Collected data entries.
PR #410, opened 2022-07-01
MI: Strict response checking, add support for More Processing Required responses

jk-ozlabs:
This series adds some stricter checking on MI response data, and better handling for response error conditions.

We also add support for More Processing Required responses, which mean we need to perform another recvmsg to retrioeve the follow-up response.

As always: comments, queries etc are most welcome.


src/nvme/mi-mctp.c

TRY IT. Each line above that contains the word "checking" must be copied.

TASK OUTPUT.
MI: Strict response checking, add support for More Processing Required responses
This series adds some stricter checking on MI response data, and better handling for response error conditions.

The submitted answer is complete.